Во время ужина Ройс все время молчал. Он отведал понемногу разных кушаний, выпил чуть-чуть превосходного вина, послушал разговоры — за столом собрались Атрей, Джоанна, другие члены семьи и друзья, — но сам практически ничего не говорил. Кассандры не было. Слуга передал, что она нездорова. Елена хотела пойти к ней, но она отказалась, сказав, что в этом нет необходимости.
Что, черт побери, было не так? Что могло помешать им проявить свои чувства?
Допустим, он и сам не мог разобраться в себе. Она связала его, свела с ума, обманула и просто- напросто сбила с толку.
А если это любовь — почему-то у него было странное ощущение, что это так, — Господи, помоги?
Позже, провожая Джоанну в ее комнату, он спросил:
— А что, Кассандра помолвлена?
Она резко остановилась и уставилась на него.
— Что? Ну конечно же, нет. Если бы она была помолвлена, я бы сразу же тебе сказала, или Алекс, или Атрей обязательно бы об этом упомянули. Мы бы не стали оставлять тебя в неведении.
— Это еще почему?
Сестра притворилась смущенной:
— Вообще-то ни для кого не секрет, что вас друг к другу тянет.
— А я-то думал, мы это хорошо скрываем, — сухо сказал Ройс.
— Боюсь, что нет, — с улыбкой ответила Джоанна. — А почему ты спросил, помолвлена ли Кассандра?
Да потому что она явно подавляет влечение к нему, потому что верность другому мужчине была бы менее болезненной, чем вероятность того, что она просто считает подобные чувства недостойными принцессы Акоры. Конечно, ненамного менее болезненной, но, цепляясь за соломинку, ему особо не из чего выбирать.
Но об этом он промолчал.
— Да никаких особых причин нет. Уже поздно. Хочу завтра показать себя с хорошей стороны, а потому лучше пойду лягу.

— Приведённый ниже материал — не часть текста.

PR #4795, opened 2026-05-29
Audit POC - Envers

vbala-moj:
https://dsdmoj.atlassian.net/browse/FM-612

Added Spring Data (Hibernate)Envers for auditing data changes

Прекрасно осознавая, что сестру вовсе не удовлетворили его слова, он ретировался, прежде чем она смогла задать еще какой-нибудь вопрос, на который он не хотел отвечать.
Она избежала ужина, но пропускать Игры было нельзя, да ей и не хотелось так поступать. Проворочавшись всю ночь без сна, то коря себя за чувства к Ройсу, то мечтая о нем, она страстно хотела развеяться.
Кроме того, там будет Ройс.
Издав усталый стон, Кассандра выбралась из постели, дошла до ванной комнаты и там стояла под душем до тех пор, пока призраки прошлой ночи не исчезли, пусть и на время.
Сквозь высокие окна своей спальни она слышала шум толпы, собиравшейся на Игры. Великолепие самой жизни окружало ее, такое привычное, такое милое сердцу. Желание окунуться в нее, пока не поздно, было слишком сильным. Она второпях оделась и вышла из комнаты, сбежала по ступенькам во двор, как она привыкла делать с тех пор когда была маленькой девочкой. Иногда она так быстро скакала со ступеньки на ступеньку, что поскальзывалась и обдирала коленки. Кассандра и не подозревала, что и сейчас появилась внизу раскрасневшаяся, запыхавшаяся и растрепанная, но, к счастью, все были слишком ошеломлены, чтобы обращать на это внимание.
Огромный внутренний двор в центре дворца был заполнен желтыми плакатами. Некоторые свисали со стен, другие были укреплены на земле, и на всех было только одно слово: ГЕЛИОС.